[Provided records]
************

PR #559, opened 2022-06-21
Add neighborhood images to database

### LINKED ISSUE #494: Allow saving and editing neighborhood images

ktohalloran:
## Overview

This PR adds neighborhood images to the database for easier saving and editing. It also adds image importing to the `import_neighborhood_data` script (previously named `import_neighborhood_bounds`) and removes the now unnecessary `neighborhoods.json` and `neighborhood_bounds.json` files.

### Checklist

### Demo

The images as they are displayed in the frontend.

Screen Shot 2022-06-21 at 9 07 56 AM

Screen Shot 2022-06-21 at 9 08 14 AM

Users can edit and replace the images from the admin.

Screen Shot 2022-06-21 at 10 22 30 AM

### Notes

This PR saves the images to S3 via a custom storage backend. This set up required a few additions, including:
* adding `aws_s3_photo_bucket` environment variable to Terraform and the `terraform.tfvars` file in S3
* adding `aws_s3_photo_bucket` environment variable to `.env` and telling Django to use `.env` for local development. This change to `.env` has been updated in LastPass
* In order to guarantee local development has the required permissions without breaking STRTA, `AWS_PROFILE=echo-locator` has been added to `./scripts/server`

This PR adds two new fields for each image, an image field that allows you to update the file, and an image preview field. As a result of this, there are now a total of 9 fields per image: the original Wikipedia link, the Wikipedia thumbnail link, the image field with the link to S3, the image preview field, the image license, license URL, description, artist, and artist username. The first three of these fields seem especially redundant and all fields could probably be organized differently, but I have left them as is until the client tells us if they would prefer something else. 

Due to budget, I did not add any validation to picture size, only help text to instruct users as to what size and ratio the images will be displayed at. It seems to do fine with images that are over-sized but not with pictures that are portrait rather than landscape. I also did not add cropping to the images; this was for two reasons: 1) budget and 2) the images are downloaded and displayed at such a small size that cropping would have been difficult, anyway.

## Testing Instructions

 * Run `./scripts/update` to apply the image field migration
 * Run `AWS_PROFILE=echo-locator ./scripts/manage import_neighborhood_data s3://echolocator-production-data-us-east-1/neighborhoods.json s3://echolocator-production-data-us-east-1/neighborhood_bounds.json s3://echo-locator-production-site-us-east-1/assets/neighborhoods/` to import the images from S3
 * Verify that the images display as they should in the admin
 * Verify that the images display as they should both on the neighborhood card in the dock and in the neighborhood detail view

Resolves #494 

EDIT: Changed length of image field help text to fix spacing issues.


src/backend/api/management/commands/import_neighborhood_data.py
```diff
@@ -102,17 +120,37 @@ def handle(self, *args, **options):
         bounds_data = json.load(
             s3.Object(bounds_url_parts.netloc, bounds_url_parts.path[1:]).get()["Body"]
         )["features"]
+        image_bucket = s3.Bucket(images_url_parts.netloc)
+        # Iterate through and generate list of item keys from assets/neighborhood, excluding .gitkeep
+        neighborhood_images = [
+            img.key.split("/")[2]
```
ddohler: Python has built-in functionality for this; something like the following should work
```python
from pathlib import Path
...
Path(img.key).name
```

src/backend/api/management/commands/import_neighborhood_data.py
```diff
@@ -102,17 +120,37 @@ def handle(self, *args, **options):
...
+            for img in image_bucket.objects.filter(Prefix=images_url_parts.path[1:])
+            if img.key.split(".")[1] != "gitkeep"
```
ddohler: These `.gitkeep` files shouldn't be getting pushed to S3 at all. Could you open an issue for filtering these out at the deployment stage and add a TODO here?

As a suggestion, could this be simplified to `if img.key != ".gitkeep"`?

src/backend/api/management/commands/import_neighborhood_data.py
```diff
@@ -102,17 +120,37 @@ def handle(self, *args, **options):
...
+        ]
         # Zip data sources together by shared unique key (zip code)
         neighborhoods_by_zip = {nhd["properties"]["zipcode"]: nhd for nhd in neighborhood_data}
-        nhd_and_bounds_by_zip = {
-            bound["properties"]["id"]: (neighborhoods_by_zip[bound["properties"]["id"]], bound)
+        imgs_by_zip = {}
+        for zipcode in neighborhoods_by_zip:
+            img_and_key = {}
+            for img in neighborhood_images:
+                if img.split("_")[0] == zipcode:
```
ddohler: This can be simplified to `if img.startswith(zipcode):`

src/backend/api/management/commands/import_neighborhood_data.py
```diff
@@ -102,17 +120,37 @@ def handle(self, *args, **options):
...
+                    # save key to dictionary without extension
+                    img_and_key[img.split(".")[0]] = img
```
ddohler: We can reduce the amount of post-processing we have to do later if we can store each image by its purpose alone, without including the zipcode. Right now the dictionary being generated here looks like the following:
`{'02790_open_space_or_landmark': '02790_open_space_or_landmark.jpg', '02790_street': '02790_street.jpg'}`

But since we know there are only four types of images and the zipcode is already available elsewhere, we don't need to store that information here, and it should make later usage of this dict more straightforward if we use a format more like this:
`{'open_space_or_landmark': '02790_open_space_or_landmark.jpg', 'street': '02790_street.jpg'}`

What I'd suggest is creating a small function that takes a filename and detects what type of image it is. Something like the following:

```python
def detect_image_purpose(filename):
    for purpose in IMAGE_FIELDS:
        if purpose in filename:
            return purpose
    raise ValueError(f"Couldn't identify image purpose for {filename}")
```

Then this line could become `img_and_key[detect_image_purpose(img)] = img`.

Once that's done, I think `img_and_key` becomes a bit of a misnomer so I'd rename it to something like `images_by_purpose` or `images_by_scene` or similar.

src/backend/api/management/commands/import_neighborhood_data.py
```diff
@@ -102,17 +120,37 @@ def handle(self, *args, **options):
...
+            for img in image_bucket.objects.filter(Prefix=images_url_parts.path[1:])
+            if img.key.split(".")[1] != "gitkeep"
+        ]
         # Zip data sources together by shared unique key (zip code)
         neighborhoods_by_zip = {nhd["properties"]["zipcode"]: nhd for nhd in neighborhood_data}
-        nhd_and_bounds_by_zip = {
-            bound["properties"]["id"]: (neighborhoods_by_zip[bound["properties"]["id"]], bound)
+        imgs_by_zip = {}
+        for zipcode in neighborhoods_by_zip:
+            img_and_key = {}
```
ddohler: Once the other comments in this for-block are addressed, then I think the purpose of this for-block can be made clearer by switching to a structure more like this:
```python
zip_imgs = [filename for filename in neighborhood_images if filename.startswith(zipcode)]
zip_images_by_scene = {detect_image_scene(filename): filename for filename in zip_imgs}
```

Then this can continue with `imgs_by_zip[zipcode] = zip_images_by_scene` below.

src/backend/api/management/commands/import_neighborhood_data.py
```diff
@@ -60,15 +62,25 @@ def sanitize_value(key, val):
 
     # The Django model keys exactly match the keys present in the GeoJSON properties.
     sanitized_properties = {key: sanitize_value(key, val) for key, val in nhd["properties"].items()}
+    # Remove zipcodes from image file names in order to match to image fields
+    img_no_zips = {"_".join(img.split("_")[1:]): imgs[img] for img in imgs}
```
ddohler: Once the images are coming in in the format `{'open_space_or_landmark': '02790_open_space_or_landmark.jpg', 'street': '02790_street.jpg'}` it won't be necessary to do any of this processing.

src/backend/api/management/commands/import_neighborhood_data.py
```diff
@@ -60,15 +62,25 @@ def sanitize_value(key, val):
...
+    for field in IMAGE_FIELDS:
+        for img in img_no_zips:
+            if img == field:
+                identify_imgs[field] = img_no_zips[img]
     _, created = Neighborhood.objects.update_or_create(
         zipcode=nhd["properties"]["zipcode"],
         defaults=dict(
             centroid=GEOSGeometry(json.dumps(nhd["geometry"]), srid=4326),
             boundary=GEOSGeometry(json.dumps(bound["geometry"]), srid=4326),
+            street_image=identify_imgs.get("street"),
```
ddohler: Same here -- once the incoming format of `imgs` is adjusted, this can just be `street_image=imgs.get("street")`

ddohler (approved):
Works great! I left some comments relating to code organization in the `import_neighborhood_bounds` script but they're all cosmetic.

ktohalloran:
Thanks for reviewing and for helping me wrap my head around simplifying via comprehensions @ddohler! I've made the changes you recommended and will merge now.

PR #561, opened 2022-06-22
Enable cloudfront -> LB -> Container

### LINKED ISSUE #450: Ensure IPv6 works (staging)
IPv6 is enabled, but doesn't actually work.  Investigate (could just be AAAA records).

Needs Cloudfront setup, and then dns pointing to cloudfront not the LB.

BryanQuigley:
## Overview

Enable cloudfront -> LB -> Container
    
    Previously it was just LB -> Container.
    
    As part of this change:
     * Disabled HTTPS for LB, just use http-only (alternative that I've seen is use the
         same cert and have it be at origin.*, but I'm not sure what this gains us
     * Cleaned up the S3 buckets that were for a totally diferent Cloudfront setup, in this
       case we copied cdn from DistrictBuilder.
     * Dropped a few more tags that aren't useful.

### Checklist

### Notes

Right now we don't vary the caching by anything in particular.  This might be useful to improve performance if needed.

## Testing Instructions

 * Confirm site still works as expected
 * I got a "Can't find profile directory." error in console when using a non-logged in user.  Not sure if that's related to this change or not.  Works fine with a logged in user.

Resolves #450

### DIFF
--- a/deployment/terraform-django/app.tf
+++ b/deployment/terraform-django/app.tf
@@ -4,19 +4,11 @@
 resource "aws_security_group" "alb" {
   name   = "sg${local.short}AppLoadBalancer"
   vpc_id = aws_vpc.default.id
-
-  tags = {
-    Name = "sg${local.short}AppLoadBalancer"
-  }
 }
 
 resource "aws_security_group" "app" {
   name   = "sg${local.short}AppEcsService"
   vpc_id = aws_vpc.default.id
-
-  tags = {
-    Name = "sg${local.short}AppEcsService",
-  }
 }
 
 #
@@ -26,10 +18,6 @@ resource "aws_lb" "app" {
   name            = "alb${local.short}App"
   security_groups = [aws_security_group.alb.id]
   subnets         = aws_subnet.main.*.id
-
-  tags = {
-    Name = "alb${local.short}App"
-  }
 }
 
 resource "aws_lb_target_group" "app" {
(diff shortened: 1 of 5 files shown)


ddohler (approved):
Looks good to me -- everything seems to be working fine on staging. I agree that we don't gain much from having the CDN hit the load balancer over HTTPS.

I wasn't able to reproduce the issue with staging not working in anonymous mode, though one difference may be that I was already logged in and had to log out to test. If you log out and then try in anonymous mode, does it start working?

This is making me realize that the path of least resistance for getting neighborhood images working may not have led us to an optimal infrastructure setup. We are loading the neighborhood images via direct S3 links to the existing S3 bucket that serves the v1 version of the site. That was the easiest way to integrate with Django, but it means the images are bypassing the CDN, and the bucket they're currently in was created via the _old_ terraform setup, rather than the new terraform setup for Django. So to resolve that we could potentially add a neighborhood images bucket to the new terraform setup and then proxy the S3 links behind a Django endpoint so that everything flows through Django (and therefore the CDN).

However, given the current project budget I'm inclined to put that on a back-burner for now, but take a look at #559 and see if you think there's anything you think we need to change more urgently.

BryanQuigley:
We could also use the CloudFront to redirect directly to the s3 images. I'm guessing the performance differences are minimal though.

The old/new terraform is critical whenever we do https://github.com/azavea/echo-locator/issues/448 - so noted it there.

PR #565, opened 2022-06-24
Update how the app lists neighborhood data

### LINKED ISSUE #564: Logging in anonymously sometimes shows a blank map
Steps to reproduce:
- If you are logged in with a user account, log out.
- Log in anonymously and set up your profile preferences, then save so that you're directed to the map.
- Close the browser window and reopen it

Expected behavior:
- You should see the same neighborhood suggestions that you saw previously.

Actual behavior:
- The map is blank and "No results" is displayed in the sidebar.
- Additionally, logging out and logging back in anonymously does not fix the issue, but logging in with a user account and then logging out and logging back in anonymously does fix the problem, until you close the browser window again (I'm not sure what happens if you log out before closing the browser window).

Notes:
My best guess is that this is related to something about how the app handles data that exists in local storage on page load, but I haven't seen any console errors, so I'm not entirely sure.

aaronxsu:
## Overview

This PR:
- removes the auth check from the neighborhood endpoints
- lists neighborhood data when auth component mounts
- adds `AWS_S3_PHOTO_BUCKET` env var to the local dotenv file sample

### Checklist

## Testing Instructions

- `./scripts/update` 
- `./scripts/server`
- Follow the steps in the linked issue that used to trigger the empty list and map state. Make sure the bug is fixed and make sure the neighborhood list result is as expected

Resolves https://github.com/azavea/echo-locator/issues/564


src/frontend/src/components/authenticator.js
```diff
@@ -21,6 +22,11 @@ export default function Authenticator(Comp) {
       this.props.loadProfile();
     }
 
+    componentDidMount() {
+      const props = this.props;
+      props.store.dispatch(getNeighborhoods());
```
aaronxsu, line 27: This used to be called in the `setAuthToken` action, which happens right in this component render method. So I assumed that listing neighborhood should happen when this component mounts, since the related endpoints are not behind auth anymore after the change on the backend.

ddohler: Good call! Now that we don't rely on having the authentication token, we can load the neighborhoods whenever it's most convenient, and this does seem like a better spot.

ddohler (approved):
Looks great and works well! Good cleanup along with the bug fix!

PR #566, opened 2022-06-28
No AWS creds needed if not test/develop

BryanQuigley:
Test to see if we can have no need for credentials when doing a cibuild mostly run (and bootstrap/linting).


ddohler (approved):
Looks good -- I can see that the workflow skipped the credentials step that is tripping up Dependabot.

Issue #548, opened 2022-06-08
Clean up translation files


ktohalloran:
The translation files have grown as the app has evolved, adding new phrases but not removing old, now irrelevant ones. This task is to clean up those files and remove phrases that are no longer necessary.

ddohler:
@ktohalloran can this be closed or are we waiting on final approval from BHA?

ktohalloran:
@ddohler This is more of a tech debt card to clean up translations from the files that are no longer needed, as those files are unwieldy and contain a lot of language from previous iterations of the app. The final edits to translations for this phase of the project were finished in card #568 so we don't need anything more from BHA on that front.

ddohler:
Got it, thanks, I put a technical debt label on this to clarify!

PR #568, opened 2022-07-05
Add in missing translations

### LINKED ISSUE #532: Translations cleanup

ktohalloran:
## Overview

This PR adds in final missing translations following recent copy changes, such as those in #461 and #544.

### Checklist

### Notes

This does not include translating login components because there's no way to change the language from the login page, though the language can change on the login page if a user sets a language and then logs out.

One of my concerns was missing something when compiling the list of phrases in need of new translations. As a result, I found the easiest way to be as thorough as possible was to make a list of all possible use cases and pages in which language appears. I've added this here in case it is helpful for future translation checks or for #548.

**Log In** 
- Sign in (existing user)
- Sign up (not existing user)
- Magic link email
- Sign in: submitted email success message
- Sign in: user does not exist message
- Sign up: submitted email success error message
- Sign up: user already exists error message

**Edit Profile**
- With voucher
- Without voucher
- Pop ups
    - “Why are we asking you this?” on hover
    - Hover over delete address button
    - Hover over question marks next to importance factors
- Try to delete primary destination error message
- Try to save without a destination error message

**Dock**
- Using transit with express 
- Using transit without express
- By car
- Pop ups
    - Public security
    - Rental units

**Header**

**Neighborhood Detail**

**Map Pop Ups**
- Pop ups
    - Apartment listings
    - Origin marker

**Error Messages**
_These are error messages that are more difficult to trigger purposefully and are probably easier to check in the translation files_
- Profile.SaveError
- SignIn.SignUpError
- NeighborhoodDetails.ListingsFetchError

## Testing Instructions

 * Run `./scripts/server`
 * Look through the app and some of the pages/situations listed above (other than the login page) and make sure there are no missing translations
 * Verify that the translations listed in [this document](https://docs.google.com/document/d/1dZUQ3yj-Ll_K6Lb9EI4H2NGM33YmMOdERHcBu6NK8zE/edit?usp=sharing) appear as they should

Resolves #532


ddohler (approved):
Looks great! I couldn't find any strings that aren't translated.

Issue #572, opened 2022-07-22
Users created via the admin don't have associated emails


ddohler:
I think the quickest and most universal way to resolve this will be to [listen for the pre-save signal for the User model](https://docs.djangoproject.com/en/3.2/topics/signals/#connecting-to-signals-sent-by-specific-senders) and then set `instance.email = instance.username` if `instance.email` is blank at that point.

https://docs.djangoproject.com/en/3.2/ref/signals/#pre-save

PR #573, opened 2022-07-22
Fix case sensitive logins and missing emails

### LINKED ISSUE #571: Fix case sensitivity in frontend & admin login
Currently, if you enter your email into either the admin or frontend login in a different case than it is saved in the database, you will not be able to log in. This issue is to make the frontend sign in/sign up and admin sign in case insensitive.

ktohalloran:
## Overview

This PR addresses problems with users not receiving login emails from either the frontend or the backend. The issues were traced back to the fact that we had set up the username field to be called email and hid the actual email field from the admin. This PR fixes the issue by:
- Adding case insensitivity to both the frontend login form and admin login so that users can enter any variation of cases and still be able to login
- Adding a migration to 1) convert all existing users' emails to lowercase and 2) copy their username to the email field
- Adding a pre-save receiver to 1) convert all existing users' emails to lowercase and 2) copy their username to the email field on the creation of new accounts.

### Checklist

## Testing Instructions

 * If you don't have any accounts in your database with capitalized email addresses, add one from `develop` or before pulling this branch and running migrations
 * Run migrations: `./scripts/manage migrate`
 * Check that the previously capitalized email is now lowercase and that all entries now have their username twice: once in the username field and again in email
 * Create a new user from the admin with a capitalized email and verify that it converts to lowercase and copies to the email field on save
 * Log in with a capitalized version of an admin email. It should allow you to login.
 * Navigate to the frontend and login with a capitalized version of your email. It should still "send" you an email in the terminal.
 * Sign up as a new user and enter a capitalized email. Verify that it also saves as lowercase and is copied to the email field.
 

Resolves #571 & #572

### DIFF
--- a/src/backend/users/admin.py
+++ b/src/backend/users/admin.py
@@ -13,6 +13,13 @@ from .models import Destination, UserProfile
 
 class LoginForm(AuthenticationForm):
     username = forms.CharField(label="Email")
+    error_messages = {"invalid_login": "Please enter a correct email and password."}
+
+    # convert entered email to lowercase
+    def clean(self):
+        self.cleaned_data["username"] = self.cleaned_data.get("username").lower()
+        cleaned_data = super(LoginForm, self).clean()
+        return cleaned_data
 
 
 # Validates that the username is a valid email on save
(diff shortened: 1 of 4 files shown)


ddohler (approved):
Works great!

************

[Aim of the exercise] Retype the first line of the entries and every line after it, please, through the line that contains "The images as". Add nothing.

[Solution to this problem]
PR #559, opened 2022-06-21
Add neighborhood images to database

### LINKED ISSUE #494: Allow saving and editing neighborhood images

ktohalloran:
## Overview

This PR adds neighborhood images to the database for easier saving and editing. It also adds image importing to the `import_neighborhood_data` script (previously named `import_neighborhood_bounds`) and removes the now unnecessary `neighborhoods.json` and `neighborhood_bounds.json` files.

### Checklist

### Demo

The images as they are displayed in the frontend.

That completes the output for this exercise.